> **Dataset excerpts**
:::::

PR #37, opened 2017-03-24
Add Browser window messaging

BenLambertNcl:
Browser window messaging is more limited than in Electron or OpenFin due to the lack of main process. The current implementation uses `window.postMessage()`, but this requires a reference to the window you wish to send the message. Therefore, only windows that have been created by `window.open` can be sent messages (as well as the window which opened the current window via `window.opener`).

To keep the browser API in line with the other APIs, new windows are stored with their name in a global object, which can be referenced via an id (the window name, or 'parent' for the opener window).

### DIFF
--- a/packages/api-browser/message.js
+++ b/packages/api-browser/message.js
@@ -1,0 +1,29 @@
+if (!window.ssf) {
+  window.ssf = {};
+}
+
+class MessageService {
+  static send(windowId, topic, message) {
+    const win = window.accessableWindows.find((w) => w.id.toString() === windowId);
+    const senderId = window.ssf.Window.getCurrentWindowId();
+    if (win) {
+      win.window.postMessage({
+        senderId,
+        topic,
+        message
+      }, '*');
+    }
+  }
+
+  static subscribe(windowId, topic, listener) {
+    const receiveMessage = (event) => {
+      if ((windowId === '*' || windowId === event.data.senderId) && topic === event.data.topic) {
+        listener(event.data.message, event.data.senderId);
+      }
+    };
+
+    window.addEventListener('message', receiveMessage, false);
+  }
+}
+
+window.ssf.MessageService = MessageService;
--- a/packages/api-browser/message.js
+++ b/packages/api-browser/message.js
@@ -4,7 +4,7 @@ if (!window.ssf) {
 
 class MessageService {
   static send(windowId, topic, message) {
-    const win = window.accessableWindows.find((w) => w.id.toString() === windowId);
+    const win = window.accessibleWindows[windowId];
     const senderId = window.ssf.Window.getCurrentWindowId();
     if (win) {
       win.window.postMessage({
--- a/packages/api-browser/window.js
+++ b/packages/api-browser/window.js
@@ -2,15 +2,14 @@ if (!window.ssf) {
   window.ssf = {};
 }
 
-window.accessableWindows = [];
-
 class Window {
   constructor(url, name, features) {
     const win = window.open(url, name, objectToFeaturesString(features));
-    window.accessableWindows.push({
-      id: name,
-      window: win
-    });
+    win.onclose = () => {
+      window.accessibleWindows[win.name] = null;
+    };
+
+    window.accessibleWindows[name] = win;
   }
 
   static getCurrentWindowId() {
@@ -32,15 +31,5 @@ const objectToFeaturesString = (features) => {
     return `${key}=${value}`;
   }).join(',');
 };
-
-// if we have an opener, we are not the parent so we need to add it as a window
-if (window.opener) {
-  window.accessableWindows.push({
-    id: 'parent',
-    window: window.opener
-  });
-} else {
-  window.name = 'parent';
-}
 
 window.ssf.Window = Window;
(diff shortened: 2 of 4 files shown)


packages/api-browser/message.js
```diff
@@ -0,0 +1,29 @@
...
+  }
+
+  static subscribe(windowId, topic, listener) {
+    const receiveMessage = (event) => {
+      if ((windowId === '*' || windowId === event.data.senderId) && topic === event.data.topic) {
+        listener(event.data.message, event.data.senderId);
+      }
+    };
+
+    window.addEventListener('message', receiveMessage, false);
```
jleft, line 25: In the future, I think it's worth adding an `unsubscribe` method,  as it's useful for the user, but also so we can clean up these event listeners when a window is closed - something which we should consider doing automatically anyway.

packages/api-browser/window.js
```diff
@@ -2,10 +2,20 @@ if (!window.ssf) {
   window.ssf = {};
 }
 
+window.accessableWindows = [];
```
jleft: access*a*ble => access*i*ble

If names are unique, then I think an object might be better here - mapping name to window object. Accessing should be easier and faster, as it would just be `accessibleWindows[name] ` (not `accessibleWindows.find(...)`) and we won't need to create a new object for each window.

However, if order is important and the array is needed, then I don't think the `id` would be needed on the new object pushed into the array, as it's already on the `name` property of the window - could just push the window directly into the array?

If possible, I think we should avoid polluting the global namespace like this. Perhaps, for now, `accessibleWindows` could be a `const` and there could be `static` methods on `Window` to allow this to be get/set?

packages/api-browser/window.js
```diff
@@ -2,10 +2,20 @@ if (!window.ssf) {
...
+
 class Window {
   constructor(url, name, features) {
-    window.open(url, name, objectToFeaturesString(features));
+    const win = window.open(url, name, objectToFeaturesString(features));
+    window.accessableWindows.push({
```
jleft: What happens if the window closes? Feels like it should be removed from here, as it may lead to a memory leak and it would no longer be accessible. Same applies for adding the parent window, below.

packages/api-browser/window.js
```diff
@@ -23,4 +33,14 @@ const objectToFeaturesString = (features) => {
   }).join(',');
 };
 
+// if we have an opener, we are not the parent so we need to add it as a window
+if (window.opener) {
```
jleft: I'm not sure about this living here, feels like it's part to the initialisation/bootstrapping process; probably fine for now, but I think we should consider moving this in future.

jleft (changes requested):

packages/api-browser/window.js
BenLambertNcl: I could move this into `app.js` to be part of the bootstrapping code? Think that should still be simple enough to do in this PR.

jleft: Sure, sounds good to me :+1:

packages/api-browser/window.js
BenLambertNcl: Yeah ill add onclose functions to remove the window

packages/api-browser/window.js
jleft: > If possible, I think we should avoid polluting the global namespace like this. Perhaps, for now, `accessibleWindows` could be a `const` and there could be `static` methods on `Window` to allow this to be get/set?

For this - I get that this would be easier to do this if this code is in the same file or when the ES6 modules are implemented - so let me know if you'd like to discuss further :)

packages/api-browser/message.js
BenLambertNcl: Yeah ill add that as tech debt for when I add to the message service functionality later :+1:

packages/api-browser/window.js
BenLambertNcl: Yeah I think waiting for the rollup PR to go in is probably a good idea, because any other way we do it will just be changed to that as soon as its in anyway.

jleft: Okay, sounds good - if it's easier, I'm happy for this to go in first (without moving `accessibleWindows` out of global scope), then add the necessary changes onto the rollup PR? Up to you, I'm not sure which is less effort :)

BenLambertNcl: Yeah sounds good to me :+1:, Ill leave it global scope for now.

BenLambertNcl:
The `window.opener` reference has no `onclose` event as its not a full window object, so it is not possible to remove the 'parent' from the `accessibleWindows` object (at least, not via that method). There is a `closed` field which returns a boolean if the window is closed which could be used in some way, but it's not as nice.

jleft:
>The `window.opener` reference has no `onclose` event as its not a full window object, so it is not possible to remove the 'parent' from the `accessibleWindows` object (at least, not via that method). There is a `closed` field which returns a boolean if the window is closed which could be used in some way, but it's not as nice.

Maybe the parent could send a message to the child when its closing?

jleft (approved):

jleft:
LGTM, merging now - I'll remove `accessibleWindows` from global scope when I rebase the Rollup/ESE6 modules PR.

PR #38, opened 2017-03-24
Add Rollup and use ES6 Modules

jleft:


packages/api-browser/src/screen-snippet.js
```diff
@@ -1,4 +1,5 @@
 /* globals html2canvas */
+import 'html2canvas';
```
BenLambertNcl, line 2: Could we not do `import html2canvas from 'html2canvas'` here? Then we could remove the eslint comment?

packages/api-electron/package.json
```diff
@@ -4,11 +4,16 @@
   "description": "",
   "main": "index.js",
   "scripts": {
-    "test": "echo \"Error: no test specified\" && exit 1"
+    "build": "rimraf dist && rollup -c",
+    "test": "npm run build"
```
BenLambertNcl, line 8: I'm guessing this is used by rollup?

BenLambertNcl (commented):
Looks good. Much nicer than before :+1:

packages/api-electron/package.json
jleft: The test script? It's not used by rollup - Travis CI now runs `lerna run test`, which will run `npm test` in all packages, this is just to make sure the build step isn't broken.

BenLambertNcl: Ah I missed that. :+1:

packages/api-browser/src/screen-snippet.js
jleft: I've tried to, but I don't think so... html2canvas's package.json has a `main` property which references a generated UMD bundle, but it doesn't have a `module` or `jsnext` properties.

There might be a way to tell Rollup to pick up `src/core.js` in html2canvas  (where it is exported), then build it from there, but I can't see how to do that (not even sure if it's possible) - I've had no luck so far... if you can see a way to do it, then please let me know!

BenLambertNcl: I think if it's not simple then we should leave it as is.

BenLambertNcl (approved):

BenLambertNcl (approved):

PR #40, opened 2017-03-27
Window api extension

BenLambertNcl:
Added new methods to the window API:
* Close
* Show (Does not work for browser)
* Hide (Does not work for browser)
* Focus
* Blur

As well as being able to get the current window object by passing no parameters to the constructor (i.e. `new ssf.Window()` returns the current window object) or calling `ssf.Window.getCurrentWindow()`. For the browser, close also only works on windows that were opened via `window.open` (i.e. the window cannot close itself or its parents).

### DIFF
--- a/packages/api-electron/index.js
+++ b/packages/api-electron/index.js
@@ -112,40 +112,31 @@ ipc.on('ssf-get-window-id', (e) => {
 });
 
 ipc.on('ssf-close-window', (e, id) => {
-  const win = BrowserWindow.fromId(id);
-  // Don't need to remove the window from the windows array, the onclose event does that for us
-  if (win) {
-    win.close();
-  }
+  getWindowFromId(id, (win) => win.close());
 });
 
 ipc.on('ssf-show-window', (e, id) => {
-  const win = BrowserWindow.fromId(id);
-  if (win) {
-    win.show();
-  }
+  getWindowFromId(id, (win) => win.show());
 });
 
 ipc.on('ssf-hide-window', (e, id) => {
-  const win = BrowserWindow.fromId(id);
-  if (win) {
-    win.hide();
-  }
+  getWindowFromId(id, (win) => win.hide());
 });
 
 ipc.on('ssf-focus-window', (e, id) => {
-  const win = BrowserWindow.fromId(id);
-  if (win) {
-    win.focus();
-  }
+  getWindowFromId(id, (win) => win.focus());
 });
 
 ipc.on('ssf-blur-window', (e, id) => {
+  getWindowFromId(id, (win) => win.blur());
+});
+
+const getWindowFromId = (id, cb) => {
   const win = BrowserWindow.fromId(id);
   if (win) {
-    win.blur();
+    cb(win);
   }
-});
+};
 
 module.exports.app = {
   ready
--- a/packages/api-electron/index.js
+++ b/packages/api-electron/index.js
@@ -108,7 +108,7 @@ const ready = (cb) => {
 };
 
 ipc.on('ssf-get-window-id', (e) => {
-  e.returnValue = BrowserWindow.fromWebContents(e.sender);
+  e.returnValue = BrowserWindow.fromWebContents(e.sender).id;
 });
 
 ipc.on('ssf-close-window', (e, id) => {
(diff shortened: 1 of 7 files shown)


packages/api-specification/src/window-api.html
```diff
@@ -38,13 +38,30 @@
...
 
   <p>The Window API is used to create a new browser window.</p>
 
   <h3>Constructor</h3>
 
   <pre>
+  new ssf.Window()
+  </pre>
+
+  <p>Creates a new window object for the current window.</p>
```
ColinEberhardt: Just wondering what the use-case for this is?

packages/api-specification/src/window-api-demo.js
```diff
@@ -2,14 +2,45 @@ var newWindowButton = document.getElementById('new-window-test');
...
+    win = new ssf.Window(url, windowName, {
       child: isChild
     });
   });
 };
+
+var closeWindow = document.getElementById('close-window');
+
+closeWindow.onclick = () => {
+  win.close();
```
ColinEberhardt: if appReady never resolved, this will be undefined. I know this shouldn't happen, but perhaps it would be clearer if all of the code within this file sat within the appReady promise `then` block?

packages/api-electron/index.js
```diff
@@ -108,6 +107,46 @@ const ready = (cb) => {
...
+
+ipc.on('ssf-focus-window', (e, id) => {
+  const win = BrowserWindow.fromId(id);
+  if (win) {
+    win.focus();
+  }
+});
+
+ipc.on('ssf-blur-window', (e, id) => {
+  const win = BrowserWindow.fromId(id);
```
ColinEberhardt: Minor refactor, I'd move the following boiler-plate into a helper function:

```
const win = BrowserWindow.fromId(id);
if (win) {
   win.blur();
}
```

ColinEberhardt (changes requested):
A few minor comments, but otherwise looking good 👍

packages/api-specification/src/window-api.html
BenLambertNcl: This is so we could call hide/show etc from the current window. At present, there is no way to get the current window by using the API.

ColinEberhardt: Ah, I can see why that would be useful!

From an API perspective, when you call `new ssf.Window()` you really expect to get a 'new' thing. I think this would make more sense as a 'static' method, how about this - `ssf.Window.getCurrent()`

BenLambertNcl: I agree that `new ssf.Window()` is confusing. There is a static method `getCurrentWindow()` which calls this constructor, as we need the methods etc. Instead, we could have a WindowFactory class which returns new windows, or possibly subclass the window class (into `CurrentWindow` and `ExternalWindow` for example).

packages/api-electron/index.js
BenLambertNcl: I have changed it to something like this:
```
ipc.on('ssf-blur-window', (e, id) => {
  getWindowFromId(id, (win) => win.blur());
});

const getWindowFromId = (id, cb) => {
  const win = BrowserWindow.fromId(id);
  if (win) {
    cb(win);
  }
};
```
Do you think this is better, or did you have something else in mind?

ColinEberhardt: Looks good to me!

packages/api-specification/src/window-api.html
ColinEberhardt: Ah, I hadn't spotted that we already have `getCurrentWindow()`.

In that case, just ignore my comment, as long as `getCurrentWindow` is the documented way to get the 'current' Window, we can just treat the fact that it uses `new ssf.Window()` as an internal implementation detail. Yes, this is also available externally, but no big deal!

BenLambertNcl: Sounds good, I'll update the documentation to reflect that.

ColinEberhardt:
@BenLambertNcl  - let me know when this is ready for reviewing again

BenLambertNcl:
Yeah it's ready now.

ColinEberhardt (approved):

ColinEberhardt:
> Yeah it's ready now.

Great - approved 👍 

Just FYI, in case you didn't know already, GitHub does not notify reviewers (or watchers) when you push new commits to a PR, so when you make changes after a review you have to manually notify pope via  comment.

BenLambertNcl:
Ah I didn't realise that. Will keep in mind for next time. Thanks

PR #41, opened 2017-03-28
Prototype bootstrap logic

ColinEberhardt:
This quick prototype modifies the electron bootstrapping logic to more closely mirror OpenFin.

The `main.js` file has been moved from the demo project into the `api-electron` project, and an executable, `ssf-electron` added that runs this. An `app.json` file, with the same format as OpenFin, is used to define how the application starts up.

This is a bit rough and ready, but looks like a viable way forward to me!

reopens https://github.com/ScottLogic/ssf-desktop-wrapper/issues/32

I've backed out your fix for #32 - on reflection I think there is currently more value in sharing all the same application code between the implementations than being able to run them in parallel.


BenLambertNcl (approved):
Looks really good. As for reopening #32, how about using rollup to insert the correct port? We could use [this plugin](https://github.com/rollup/rollup-plugin-replace).

PR #44, opened 2017-03-30
Window events

BenLambertNcl:
Added window events, which can be subscribed to via `addListener(event, callback)` and removed using `removeListener(event, callback)`. The event strings that are used are the electron events (i.e. `blur`, `hide`, `show`) which get converted to the OpenFin/browser equivalent. Window events on the browser are limited.


ColinEberhardt (approved):
LGTM :+1:

PR #47, opened 2017-03-31
Replace HTML documentation with markdown

BenLambertNcl:
* Added API docs as markdown over html
* Added node script to convert markdown to html and append the html to the demo projects (markdown must have the same filename as demo file. i.e. `notification-api.md` will be appended to `notification-api.html`)
* Reorganized the `api-specification` folder structure (now have directories for app, notifications etc). The links to JavaScript/CSS files do not need to be changed as `copyfiles` flattens the folder structure.


ColinEberhardt (approved):
Very nice :-)

In future, if you find yourself navigating file / directory hierarchies and filtering the results, I'd recommend giving globby a go:

https://github.com/sindresorhus/globby

BenLambertNcl:
That looks really useful. Thanks for the link :)

PR #48, opened 2017-04-03
Replace strings with constants for electron ipc

BenLambertNcl:
Add constants for electron IPC calls. Can be accessed using `constants.ipc.SSF_...`.


AndyMJones (approved):
lgtm :+1:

:::::

> **Exercise description**
Search the data for "being". Copy every matching line.

> **Result of this exercise**
As well as being able to get the current window object by passing no parameters to the constructor (i.e. `new ssf.Window()` returns the current window object) or calling `ssf.Window.getCurrentWindow()`. For the browser, close also only works on windows that were opened via `window.open` (i.e. the window cannot close itself or its parents).
I've backed out your fix for #32 - on reflection I think there is currently more value in sharing all the same application code between the implementations than being able to run them in parallel.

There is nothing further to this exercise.